> [ACTIVITY]:
In the entries below, some lines hold the string "true"; please say how many, giving the number and nothing else.
───── MATERIALS PROVIDED ─────
Issue #21797, opened 2025-05-09
Disable stream creation when creating a NATS source


benjamin-awd:
### Is your feature request related to a problem? Please describe.

Creating a NATS source where consumer replicas != stream replicas will result in a NATS error:
```
Nats error: JetStream error: 400 (code consumer config replica count exceeds parent stream, error code 10126
which will then break the cluster during sink creation:
  Caused by these errors (recent errors listed first):
    1: gRPC request to meta service (call `/ddl_service.DdlService/CreateSink`) failed: Internal error
    2: failed to collect barrier
  
  Caused by these errors (recent errors listed first):
    1: gRPC request to meta service (call `/ddl_service.DdlService/CreateSink`) failed: The service is currently unavailable
    2: Service unavailable: database 6 unavailable cluster is under recovering
```
CPU usage then spikes to 100, meaning that in the worst case it is impossible to drop the source and stops ingestion for all other sources running on the same database

### Describe the solution you'd like

Option 1: add a config flag to disable stream creation when creating a NATS source

Option 2: change the default to `get_stream` instead of `get_or_create_stream`, so that source creation fails if the stream doesn't already exist i.e do not create stream unless a source setting like `create_stream_if_not_exists=true` is specified

FWIW I prefer option 2, since high volume streams require careful configuration e.g. choosing between file or memory storage, number of replicas, max bytes per stream, discard policy etc

tabVersion:
I am not sure if getting this correct

https://github.com/risingwavelabs/risingwave/blob/14d4c71e81fbaa57e48e4ce79dc1faa13c82cd95/src/connector/src/connector_common/common.rs#L943-L950

This logic load stream directly if the stream exists, so it should not create a new one if predefined.

benjamin-awd:
@tabVersion 

I think there's another line here that creates the stream if it doesn't yet exist:
https://github.com/risingwavelabs/risingwave/blob/14d4c71e81fbaa57e48e4ce79dc1faa13c82cd95/src/connector/src/connector_common/common.rs#L978

tabVersion:
make sense, will fix later.

PR #22315, opened 2025-06-21
feat: add `allow_create_stream` to avoid create nats stream by mistake

tabVersion:

resolve https://github.com/risingwavelabs/risingwave/issues/21797

per request by poc user

### Problem

The NATS connector currently creates streams automatically when they don't exist, which can lead to unintended stream creation in production environments. This poses security and operational risks:
Streams may be created with default configurations that don't match production requirements
Typos in stream names could result in unwanted streams being created
No explicit control over when RisingWave should have stream creation permissions

### Solution

This PR introduces a new boolean configuration parameter allow_create_stream that provides explicit control over stream creation behavior:
Default: allow_create_stream = false - RisingWave will NOT create streams automatically
Explicit permission: Users must set allow_create_stream = true to enable stream creation
Clear error messaging: When a stream doesn't exist and creation is disabled, users get a helpful error message

## Checklist

## Documentation

<details>

</details>

### DIFF
--- a/src/connector/src/connector_common/common.rs
+++ b/src/connector/src/connector_common/common.rs
@@ -833,6 +833,9 @@ pub struct NatsCommon {
     #[serde(rename = "max_message_size")]
     #[serde_as(as = "Option<DisplayFromStr>")]
     pub max_message_size: Option<i32>,
+    #[serde(rename = "allow_create_stream", default)]
+    #[serde_as(as = "DisplayFromStr")]
+    pub allow_create_stream: bool,
 }
 
 impl EnforceSecret for NatsCommon {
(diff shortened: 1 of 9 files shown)


src/connector/src/connector_common/common.rs
```diff
@@ -833,6 +833,9 @@ pub struct NatsCommon {
     #[serde(rename = "max_message_size")]
     #[serde_as(as = "Option<DisplayFromStr>")]
     pub max_message_size: Option<i32>,
+    #[serde(rename = "allow_create_stream", default)]
+    #[serde_as(as = "DisplayFromStr")]
+    pub allow_create_stream: bool,
```
xiangjinwu, line 838: Will existing sources created before this PR also default to false, leading to them unable to create the stream automatically?

Similar issue: #22206

tabVersion: The issue happens with little possibility. 

For most existing streaming job, once they start the source, there must be a stream running. If the cluster experience a recovery, it will not hit the check here, it gets the stream directly without creating one.

One exception is, drop the stream and rely on RisingWave to recreate it. I think it is a wrong usage and we can ignore the case. Because creating a stream materializes some data on Nats server, this should be handled with caution.

xiangjinwu (approved):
─────
> [SOLVED EXERCISE]:
2